*WHAT THE EXERCISE ASKS*:
Repeat exactly the lines below that lie between the line with "Fix py 82962" and the line with "When you assign", counting both of those lines as part of the answer.

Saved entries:
--

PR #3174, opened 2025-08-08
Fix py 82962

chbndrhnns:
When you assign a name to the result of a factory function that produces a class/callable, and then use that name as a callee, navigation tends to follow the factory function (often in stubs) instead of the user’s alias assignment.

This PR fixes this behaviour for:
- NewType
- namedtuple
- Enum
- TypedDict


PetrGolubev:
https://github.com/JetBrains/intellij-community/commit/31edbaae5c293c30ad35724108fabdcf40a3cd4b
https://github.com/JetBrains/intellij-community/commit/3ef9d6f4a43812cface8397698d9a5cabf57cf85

--

*FINAL ANSWER*:
Fix py 82962

chbndrhnns:
When you assign a name to the result of a factory function that produces a class/callable, and then use that name as a callee, navigation tends to follow the factory function (often in stubs) instead of the user’s alias assignment.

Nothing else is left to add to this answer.